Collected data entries
BEGIN
PR #245, opened 2023-12-14
Update libcosmic/iced

ids1024:
Seems to have a few issues currently. (Window menu not formatted correctly, panic what creating stack...)

PR #307, opened 2024-02-10
Update libcosmic/iced

ids1024:
Still has some build issues to fix.

### DIFF
--- a/Cargo.lock
+++ b/Cargo.lock
@@ -45,17 +45,6 @@ checksum = "f26201604c87b1e01bd3d98f8d5d9a8fcbb815e8cedb41ffccbeb4bf593a35fe"
 
 [[package]]
 name = "ahash"
-version = "0.7.7"
-source = "registry+https://github.com/rust-lang/crates.io-index"
-checksum = "5a824f2aa7e75a0c98c5a504fceb80649e9c35265d44525b5f94de4771a395cd"
-dependencies = [
- "getrandom",
- "once_cell",
- "version_check",
-]
-
-[[package]]
-name = "ahash"
 version = "0.8.7"
 source = "registry+https://github.com/rust-lang/crates.io-index"
 checksum = "77c3a9648d43b9cd48db467b3f87fdd6e146bcc88ab0180006cef2179fe11d01"
@@ -121,6 +110,12 @@ name = "android-properties"
 version = "0.2.2"
 source = "registry+https://github.com/rust-lang/crates.io-index"
 checksum = "fc7eb209b1518d6bb87b283c20095f5228ecda460da70b44f0802523dea6da04"
+
+[[package]]
+name = "android-tzdata"
+version = "0.1.1"
+source = "registry+https://github.com/rust-lang/crates.io-index"
+checksum = "e999941b234f3131b00bc13c22d06e8c5ff726d1b6318ac7eb276997bbb4fef0"
 
 [[package]]
 name = "android_system_properties"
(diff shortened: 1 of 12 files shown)


ids1024:
This now builds and runs, but ends up with panics calling ` layout.children().next().unwrap()` when a window stack is created.

The widget logic there seems right...

ids1024:
Now it panics in `rounded_rectangle` because `draw_background` is called for `Tab` with an infinite width. Presumably `layout.bounds()` should be finite.

wash2 (approved):

Drakulix (changes requested):
This PR pins cosmic-comp to a cpu core with 100% usage when creating a stack.

ids1024:
Is that when testing a debug or release build?

When I test it, CPU usage seems fairly similar to the previous version in release builds, maybe a bit higher. (And already higher than it should be). While debug builds seem to have pretty high CPU usage and are less responsive.

Not sure what would have changed in iced here.

Drakulix:
> Is that when testing a debug or release build?
> 
> When I test it, CPU usage seems fairly similar to the previous version in release builds, maybe a bit higher. (And already higher than it should be). While debug builds seem to have pretty high CPU usage and are less responsive.


Ah yeah, debug build. Still that was *fine* before and is now quite unusable, you can't even resize a stack any more. I highly suspect something is running for every frame now, causing redraws.

ids1024:
Right. Software rendering without optimization is generally expected to perform poorly (we could configure cargo to optimize specific dependencies in debug builds to help), but it shouldn't really have gotten worse. And if there's no damage it shouldn't even need to do any rendering each frame.

ids1024:
Running `cargo flamegraph` with a dev build shows it's spending an obscene amount of time in tiny-skia `fill_path` and cosmic-text `shape_until_scroll`. Which is perhaps reasonable performance for those functions without any optimization, but they shouldn't be called so much when nothing is actually changing.

flamegraph

ids1024:
Actually, I seem to be seeing this performance issue on debug builds with `master` as well? Not sure this PR has changed this.

It seems damage tracking is broken for the stack `IcedElement`. `force_redraw` is being called every frame, clearing `last_primitives` so the software renderer has to redraw the whole bar even when nothing has changed. (I'm not sure if forcing redraws like that should be necessary with the way iced does damage tracking?)

Looking at a backtrace, `force_redraw` is called by the stack's `set_activate`, called by `CosmicMapped::set_activate`, called by `Shell::update_active`, called by `Common::refresh_focus`. Probably somewhere here it should be making sure nothing actually happens when the focus hasn't changed.

ids1024:
Bisecting, I seem to be seeing poor responsiveness in debug builds for a terminal in a stack starting with https://github.com/pop-os/cosmic-comp/pull/245.

Drakulix:
Pushed a fix for that, can you rebase and see if this PR is good now? https://github.com/pop-os/cosmic-comp/commit/7234a81672f90f81db67e67c119c6a4f8983ee73

ids1024:
Yep, that seems to help.

Using `opt-level = 2`  in dev builds for `tiny-skia`, `rustybuzz`, and `tty-parser` doesn't seem to add much to build time. So I've added a commit with that. This should help avoid excess CPU usage when there actually is damage. Though the this suggests the `iced_tiny_skia` renderer may need some optimization, particularly around text.

I think this branch should be good to merge. Other than dev build performance, I've been using this branch a fair amount in a release build, and haven't noticed any issues.

Drakulix:
> Using `opt-level = 2`  in dev builds for `tiny-skia`, `rustybuzz`, and `tty-parser` doesn't seem to add much to build time. So I've added a commit with that. This should help avoid excess CPU usage when there actually is damage. Though the this suggests the `iced_tiny_skia` renderer may need some optimization, particularly around text.

Oh neat, didn't know you could selectively optimize like that. Nice!

Drakulix (approved):

ids1024:
Yep. I saw something recently about how you can now even use cranelift to build your crate while having dependencies built and optimized with LLVM. I still need to experiment with that one.

PR #308, opened 2024-02-12
use memory for system cursor

cmeissl:
smithay only considers memory based cursor elements for scan-out on a cursor plane.
without this change the default system cursor won't be put on a cursor plane.


Vixea (approved):
not a maintainer or anything but with the patch one of the bugs I have with an app is fixed with this

Drakulix (approved):
LGTM. Thanks!

PR #309, opened 2024-02-13
config.ron: add cosmic-files

ahoneybun:
Adds cosmic-files for Super+F

### DIFF
--- a/config.ron
+++ b/config.ron
@@ -71,7 +71,7 @@
         (modifiers: [Super, Shift], key: "r"): Resizing(Inwards),
 
         (modifiers: [Super], key: "b"): Spawn("xdg-open http://"),
-        (modifiers: [Super], key: "f"): Spawn("xdg-open ~"),
+        (modifiers: [Super], key: "f"): Spawn("cosmic-files"),
         //TODO: ability to select default terminal
         (modifiers: [Super], key: "t"): Spawn("cosmic-term"),
 


XV-02:
I do not believe we should merge this. 

This works - with `cosmic-files` or the appropriate commands for nautilus, etc - as a temporary remedy.

There are two particular reasons for opposing merging.
1) At current, `cosmic-files` effectively works as a read-only file manager. For most users, something that looks like as complete as `cosmic-files` but does not yet allow for full functionality might be even more frustrating than `xdg-open` bringing the wrong application up. 
2) This doesn't resolve the [underlying issue](https://github.com/pop-os/cosmic-session/issues/39) of the wrong application taking default priority for certain mimetypes - in this case the `inode/directory` type. 

As such, this isn't so much a fix for the core issue as it is a bandaid. That said, I do think that users who run into this issue should consider modifying their config files for their own ease of use.

gabriele2000:
I agree with @XV-02 since as much as I like how `cosmic-files` is turning out, it's still incomplete and lacks basic features that most users would like to use:
- Opening a terminal in "this folder" (plus, using nautilus for that still opens `gnome-terminal` and not `cosmic-terminal`
- Cannot empty the recycle bin
- Cannot see detailes info about a file/folder
- Cannot open something using admin privileges
- Doesn't open most text files that aren't .txt
- "Open in new tab" is still not available

The best way would be to further wait for `cosmic-files` to be more complete, then implement the "keyboard shortcuts" settings page and finally the user would be able to change from the default "cosmic-files" to another file manager, if they like.

jackpot51:
We will be deploying a mimeapps.list file for cosmic to ensure the right defaults are selected. For now I am okay with nautilus being selected by default, as there is a lot of work to do on cosmic-files. Thankfully work is progressing quickly and this shouldn't be too long.

PR #310, opened 2024-02-13
config.ron: Add alternative screenshot hotkey (Super + Shift + P)

ryanabx:
This commit adds ~~Super + Shift + S~~ Super + Shift + P as a screenshot hotkey. Some computers (Macbooks, some ASUS laptops, etc) do not have a dedicated Print key. This ensures they can trigger a screenshot without opening a terminal to call cosmic-screenshot.

### DIFF
--- a/config.ron
+++ b/config.ron
@@ -81,6 +81,7 @@
         (modifiers: [Super]): Spawn("cosmic-launcher"),
 
         (modifiers: [], key: "Print"): Spawn("cosmic-screenshot"),
+        (modifiers: [Super, Shift], key: "P"): Spawn("cosmic-screenshot"),
 
         (modifiers: [], key: "XF86AudioRaiseVolume"): Spawn("amixer sset Master 5%+"),
         (modifiers: [], key: "XF86AudioLowerVolume"): Spawn("amixer sset Master 5%-"),


RyzenDew (approved):
tested and works nice job

Drakulix:
While I don't mind having another combination for taking screenshots, we also are still lacking a default combination for toggling sticky windows, which would also be a candidate for `Super+Shift+S` I assume.

This might be a question for @pop-os/ux as https://github.com/pop-os/cosmic-epoch/issues/46 doesn't contain default shortcuts for either of them. Open for suggestions.

ryanabx:
> This might be a question for @pop-os/ux as https://github.com/pop-os/cosmic-epoch/issues/46 doesn't contain default shortcuts for either of them. Open for suggestions.

I'm fine with another key combination, here's some ideas:
Super + Ctrl + S
Super + Alt + S
Super + Shift + any F Key (idk which ones are taken)
Super + Shift + P (P for print?)

Also, whenever people tag @pop-os/ux, I can't see the members of the group and it doesn't even show up as a group.

maria-komarova:
There is at least one member of the group at the moment. I agree that it seems a good idea to have an alternative key combination for screenshots. We might need to ponder the exact key combination just a little longer since we should make sure it doesn't come in contradiction with anything else. But I'm sure we can settle on something like Super+Shift+P or another alternative.

ryanabx:
> There is at least one member of the group at the moment.
I think the group must be invisible to non system76 employees, it shows up as plaintext to me ¯\_(ツ)_/¯

> I agree that it seems a good idea to have an alternative key combination for screenshots. We might need to ponder the exact key combination just a little longer since we should make sure it doesn't come in contradiction with anything else. But I'm sure we can settle on something like Super+Shift+P or another alternative. 

Yeah! Super+Shift+P is one that's nice, my only ask is that somewhere the screenshot keys and other hotkeys be documented so that other users can see

ryanabx:
I have changed the PR to add Super + Shift + P as the alt screenshot hotkey. Thoughts? @maria-komarova

Bahasnyldz:
I think you should able to take screenshot with one hand, P is so far from shift and super keys. 
Maybe consider Super + Shift + S for screenshot and Super+S for sticky windows?

maria-komarova:
We have discussed this more internally and rather than introducing an alternative shortcut right now we're wondering if typing "screenshot" (or a part of the word) in the launcher might be a good way to launch the screenshot tool. One can also add an second shortcut in the Settings once it is implemented or in the cosmic config file right now.

ryanabx:
> We have discussed this more internally and rather than introducing an alternative shortcut right now we're wondering if typing "screenshot" (or a part of the word) in the launcher might be a good way to launch the screenshot tool. One can also add an second shortcut in the Settings once it is implemented or in the cosmic config file now.

I think that'd be a great idea. The only problem I can envision is that sometimes you want to screenshot something while your mouse is focused on a certain position (i.e. if I were trying to get a screenshot of something highlighted) and opening the launcher causes those elements to become unfocused.

I'd still support an alternative screenshot hotkey in addition to the launcher shortcut, but since it's manually remappable by editing the config file it's not a high priority

Issue #231, opened 2023-11-22
Fullscreen SDL2 applications not working properly on XWayland with `SDL_VIDEO_MINIMIZE_ON_FOCUS_LOSS`


ids1024:
I've been looking into an issue with XWayland windows unfullscreening when the cursor leaves the surface and moves to a different monitor.

It seems this happens with apps that enable `SDL_HINT_VIDEO_MINIMIZE_ON_FOCUS_LOSS`. Which was the default until SDL 2.0.14, but changed to "improve behavior with some WMs".

This can be overridden by setting the `SDL_VIDEO_MINIMIZE_ON_FOCUS_LOSS` env var.

On Cosmic, this behavior in SDL causes the surface to lose fullscreen status, but not be "minimized". It thus is never un-minimized and restored to fullscreen by SDL. On Gnome Shell X11, the setting behaves as its name suggests: the window minimizes to the dock, and is fullscreen again when re-opened. I haven't compared Sway or i3 yet.

I was hoping investigating these apps would also help fix similar issues with fullscreening wine applications. Perhaps wine does something similar? Or that may somehow be a different issue with similar symptoms.

ids1024:
Looks like Sway has a workaround for this, that also applies to wine. Something similar should work in cosmic-comp: https://github.com/swaywm/sway/commit/4f718e6c75d2168d417b4b41c0e3d5408e0afded

Clients probably should accept the WM ignoring minimize requests, but apparently clients expect it to work.

Drakulix:
> Looks like Sway has a workaround for this, that also applies to wine. Something similar should work in cosmic-comp: [swaywm/sway@4f718e6](https://github.com/swaywm/sway/commit/4f718e6c75d2168d417b4b41c0e3d5408e0afded)
> 
> Clients probably should accept the WM ignoring minimize requests, but apparently clients expect it to work.

xdg-shell has an explicit `minimize`-capability now. We should only apply such workarounds, when the bound version is lower or (which seems to be the more pressing issue here) when dealing with Xwayland windows at least.

I'll push a commit that makes sure, we don't accidentally expose the Minimize-Capability.

We probably should also think about how we want to integrate minimizing with the dock in the long run (and thus don't require such stupid workarounds any more).

ids1024:
This is about the handling of the EWMH `_NET_WM_STATE` property in the X WM. I don't think that `xdg-shell` feature would be applicable.

[...]

PR #319, opened 2024-02-23
Minimize

Drakulix:


ids1024:
https://github.com/pop-os/cosmic-comp/issues/231 still seems to be an issue, so minimization in XWayland must not be working quite the way X clients expect it too. (Which I expected; I had trouble getting that to work when I tried just modifying the XWayland code in the past to fix this.)

But that doesn't block this, anyway.

ids1024:
Not sure what I had tried previously.

It seems `X11Surface::set_mapped(false)` is defined to set `WM_STATE` to `IconicState`. But isn't called anywhere in cosmic-comp.

That also doesn't seem quite right. https://x.org/releases/X11R7.6/doc/xorg-docs/specs/ICCCM/icccm.html seems to describe both `IconicState` and `NormalState` as "mapped".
END
### GOAL OF THE EXERCISE
Both end lines included, restate word for word the lines above from the line with "Adds cosmic-files for Super+F" to the line with "There are two", and nothing else.

### RESPONSE TO THIS TASK
Adds cosmic-files for Super+F

### DIFF
--- a/config.ron
+++ b/config.ron
@@ -71,7 +71,7 @@
         (modifiers: [Super, Shift], key: "r"): Resizing(Inwards),
 
         (modifiers: [Super], key: "b"): Spawn("xdg-open http://"),
-        (modifiers: [Super], key: "f"): Spawn("xdg-open ~"),
+        (modifiers: [Super], key: "f"): Spawn("cosmic-files"),
         //TODO: ability to select default terminal
         (modifiers: [Super], key: "t"): Spawn("cosmic-term"),
 


XV-02:
I do not believe we should merge this. 

This works - with `cosmic-files` or the appropriate commands for nautilus, etc - as a temporary remedy.

There are two particular reasons for opposing merging.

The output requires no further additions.